Well, I've rationalised my Google accounts. In February 2009 my internet was being provided by an outfit called Tiscali, a company long since taken over by a bigger fish in the communications industry. I had a picturesque email address - driftwoodbeach@tiscali.co.uk - and the blog was set up using that address. Later, in May 2011, I began to use Google's Chrome browser. I set it up with the Gmail address I had by then - lucymelford@gmail.com. That Gmail address became the name of my main Google account, and therefore the prime portal for everything provided to me by Google to my desktop PC, laptop, and (from 2012) my Android tablet and phone. Except the blog. That stayed where it was, at the old Tiscali address, which had become a secondary Google account.
As the years passed, having the blog in a separate account, set apart from the rest of my Google stuff, became more and more awkward.

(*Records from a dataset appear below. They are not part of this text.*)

PR #307, opened 2015-09-07
Supervisor's dashboard

F3PiX:


app/controllers/supervisor/base_controller.rb
```diff
@@ -0,0 +1,18 @@
...
+  protected
+
+  def must_be_supervisor
+    unless signed_in? && current_user.roles.includes?('supervisor')
+      redirect_to root_path, alert: 'Sorry, the dashboard is for supervisors only'
+    end
+  end
+
+  def supervised_teams
+    @supervised_teams = current_user.teams.where("roles.name = 'supervisor'")
```
marcgreenstock: It's picky and a bit of personal preference but I suggest using ActiveRecord's sql building syntax:
   
```ruby
@supervised_teams = current_user.teams.where(roles: { name: 'supervisor' })
```

It produces the almost the same SQL but without the hassle of writing any of it.

app/controllers/supervisor/dashboard_controller.rb
```diff
@@ -0,0 +1,6 @@
+class Supervisor::DashboardController < Supervisor::BaseController
+
+  def index
```
marcgreenstock: This method is unnecessary, it should be inferred by the view.

app/views/supervisor/dashboard/index.html.slim
```diff
@@ -0,0 +1,16 @@
+h1 = "Hi #{current_user.name}!"
+h2 This is your brand-new Supervisor Dashboard - with love from Team Cheesy
+p alpha version
+
+hr
+
+div.clearfix
+  - supervised_teams.each do |t|
+      div.dashboard-box
```
marcgreenstock: Is there one too many indentations here?

app/controllers/supervisor/dashboard_controller.rb
```diff
@@ -0,0 +1,6 @@
+class Supervisor::DashboardController < Supervisor::BaseController
```
marcgreenstock: It's better practice to write the module explicitly:

```ruby
module Supervisor
  class DashboardController < Supervisor::BaseController
end
```

app/controllers/supervisor/base_controller.rb
```diff
@@ -0,0 +1,18 @@
+class Supervisor::BaseController < ApplicationController
```
marcgreenstock: It's better practice to write the module explicitly:

```ruby
module Supervisor
  class BaseController < ApplicationController
end
```

marcgreenstock: Ideally this controller should be tested, especially the `must_be_supervisor` method.

marcgreenstock:
Really great work, I struggled to find much if anything wrong with it at all, I have added some suggestions, but they are more best practice suggestions more than anything.

app/controllers/supervisor/base_controller.rb
```diff
@@ -0,0 +1,18 @@
...
+
+  before_action :must_be_supervisor
```
marcgreenstock: I just realised/remembered this project uses the [cancancan](https://github.com/CanCanCommunity/cancancan) gem for exactly this kind of purpose. Could you possibly try and use that to authorize supervisors? If you get stuck, feel free to ping me.

app/views/activities/index.html.slim
```diff
@@ -3,6 +3,10 @@ h1.header
   span Activities
   = link_to '<span>Atom Feed</span>'.html_safe, activities_path(format: :atom), class: 'atom'
 
+- if current_user.try(:supervisor?)
+  .alert.alert-success
+    'Hey Supervisor! See the dashboard link in the menu ^ ? That's your new dashboard!
```
carpodaster: Haha, love this :)

carpodaster:
:+1: Awesome.

Can I add one tiny feature request to that PR? (if you can't be bothered, just ignore me). Can you route `/supervisor/` to `/supervisor/dashboard`, as well?

carpodaster:
As discussed with @F3PiX: merging this to allow our RGSoC to move along. @F3PiX Can you note the comments made and tackle them post-merge?

app/controllers/supervisor/base_controller.rb
F3PiX: I followed the existing BaseControllers - apart from the fact that I wasn't aware that I was adding a Module ;-)  
So the question is: what is more important: Consistency between the Base Controllers, or follow this best practice? Or, @carpodaster: I _could_ change all of them?

carpodaster: It's a taste thing. Personally, I find the explicit module too verbose for a controller (and for multiple nested modules). In cases like that, I would stick with what the project already started out with.

Since we've now mixed both versions, I leave it up to you, @F3PiX, to decide ;)

app/controllers/supervisor/base_controller.rb
F3PiX: I will have to look into that again. One of the coaches suggested another solution, so it is on the agenda. 
Not only there is cancancan, but there is also this: https://github.com/rails-girls-summer-of-code/rgsoc-teams/blob/master/app/models/user.rb#L52
And there are all kinds of supervisor-checks, like this one in the header: 
https://github.com/rails-girls-summer-of-code/rgsoc-teams/blob/master/app/views/layouts/_header.html.slim#L26
I don't understand yet what the differences are, and when we can or cancan't use cancancan. Thanks for the tip; to be continued.

F3PiX:
Noted! And thanks!!

F3PiX:
@carpodaster I am not sure about the after-merge-workflow. Should I open this pull request again before pushing? Or open a new PR?

carpodaster:
@F3PiX New PR would be best

app/controllers/supervisor/base_controller.rb
F3PiX: @marcgreenstock Thanks for being pingable ;-)
What I found (first round). The `:supervise` ability needs a team to pass in. So, if I do: ```can? :supervise, @team``` it would work. BUT we don't have a team_id yet. I think because we only grant access to the supervisor's `user.roles`, not to the team roles. 
https://github.com/rails-girls-summer-of-code/rgsoc-teams/blob/master/app/models/ability.rb#L31
So, my conclusion is we can't use cancancan here to grant access. But we can use it in the views. Does this make sense?

F3PiX:
@marcgreenstock Could you help me out with Cancancan? I can think of a few strategies, but they will affect other parts of the app.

And occasionally it was a nuisance, when for instance I was away from home and for some reason I couldn't sign into driftwoodbeach@tiscali.co.uk address, even though lucymelford@gmail.com was readily available.
I began to wonder whether the blog might become orphaned at some point, should Google proceed with some rationalisation of its own, and wipe it all by design or blunder. I had of course a complete backup of every post in a long series of monthly Word documents, but copying the content of those into a brand new blog would be a truly monumental task.
I really wanted to shift the entire blog from the driftwoodbeach account to the main one. But I suspected that it wouldn't be easy.
I was both right and wrong. Wrong, because there is in fact a proper procedure for lifting a blog out of one Google account and dropping it into another. In principle, it's dead simple. But I was also right, because in practice it's tricky to carry out every straightforward little step without a daft slip-up. I got it correct on my ninth attempt.
What you have to do is get yourself (as the owner of another Gmail account) set up as co-author of the blog. You send an emailed invitation to yourself as the 'new' co-author (in my case at lucymelford@gmail,com), and accept it. The blog settings then show two author accounts, yourself as administrator of the blog, and yourself as the new co-author. You then swap the admin role to the new co-author account. She (that's myself at lucymelford@gmail.com) now acquires full admin rights - including control of what the blog looks like, and all final editorial control. And that's that. Getting the sequence of actions absolutely correct, in order to achieve this end, wasn't so easy. But it's done.
So now everything is conveniently handled by one Google account.
The driftwoodbeach@tiscali account is redundant. I won't delete it yet, just in case I still haven't quite made a mistake-free blog transfer. And I may never delete it, as it might be useful to have an established but 'empty' account ready for some other use. No doubt, however, I will get a message at some point from Google, warning me that they will automatically bin that old account if it remains unused for more than six months.
Will readers notice any practical difference? I don't think so.
If anybody wants to delve into what I was writing years ago, they still can. It's all still there. But, you know, human nature being what it is, I suspect that nobody does. Nor ever will, not unless I become infamous for some unforeseen reason.
Sequel
I've deleted the old driftwoodbeach account. My phone wouldn't show me the new Gmail-account version - only the old one, and yet wouldn't sign me out of it. So it had to go. I deleted it from the laptop, and everything then defaulted to the Gmail account, including what I saw on the phone.
Goodbye driftwoodbeach. At least, goodbye in Googleland.